Thursday, April 19, 2007

Marking time

I am in the midst of papers and exams (2 each, unless I count the one exam I will not be studying for--it's based on unseen material--and the one I'll be grading soon). I have not budgeted my time well. What's new? I'm slightly panicked about getting everything done by their various deadlines. What's new? I fully recognize that it all will get done, one way or another, for better or worse. What's new?

I also find myself marking time. Today I would be one week into my second trimester. I would have told the rest of my family, people in my department, strangers on the street. But that's an alternate history that ceased to be not quite 5 weeks ago.

Instead, I am bleeding. Again. My body, apparently still a fertility machine, is back on track. I was able to pinpoint ovulation a couple weeks ago and am back to a regular cycle.

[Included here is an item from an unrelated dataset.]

PR #4822, opened 2020-08-10
Cargo shuttle now doesn't sell people

LuisDSG:
'Edited the CargoShuttle script and separated its item scanner from the "UnloadCargo" function before attaching it to a public "SearchForObjectsOnShuttle" function that returns a Transform Object
-Added a "LifeformChecker" function in CargoManager that looks for any players or animals on the shuttle.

A part of me is impatient, unable to wait until August, wanting to jump back on the TTC wagon next week. Another part knows that I should take the next few months to get my body back in shape, focus on my work and teaching this summer, time the pregnancy so it won't conflict with next year's class. The first part responds, "How fucking practical of you!"

But I will let the second part rule for a while and head back to paper #1.

4 comments:

crazymumma said...

ok. I think I get this. You got your period back after your first pregnanacy so now you need to wait until August to TTC?

If that is the case congrats, because you have had a good long time without it from what I understand.

Me? 3 months to THE DAY with each baby, and that was with breastfeeding on demand. Talk about fertility machine!

Looking forward to hearing about your inevitable success for #2!

moplans said...

Whatever and whenever you decide it will be the right time. It seems like it is never a good time but things always seem to work out. I am just as practical as you and felt conflicted about the timing around teaching, work etc. Once you take the leap things just fall into place.

Anonymous said...

It's so hard not to imagine that parallel line of what would have been, what almost was. I'm sorry to learn of your loss.

Mouse said...

Writing papers has made me lax on responding to comments.

I have managed to get over the desire to run out and get pregnant this cycle. It "helped" that a combination of stress and allergies and some virus made me feel miserable for a few days, so I decided that I need to focus on getting my body to a better place first.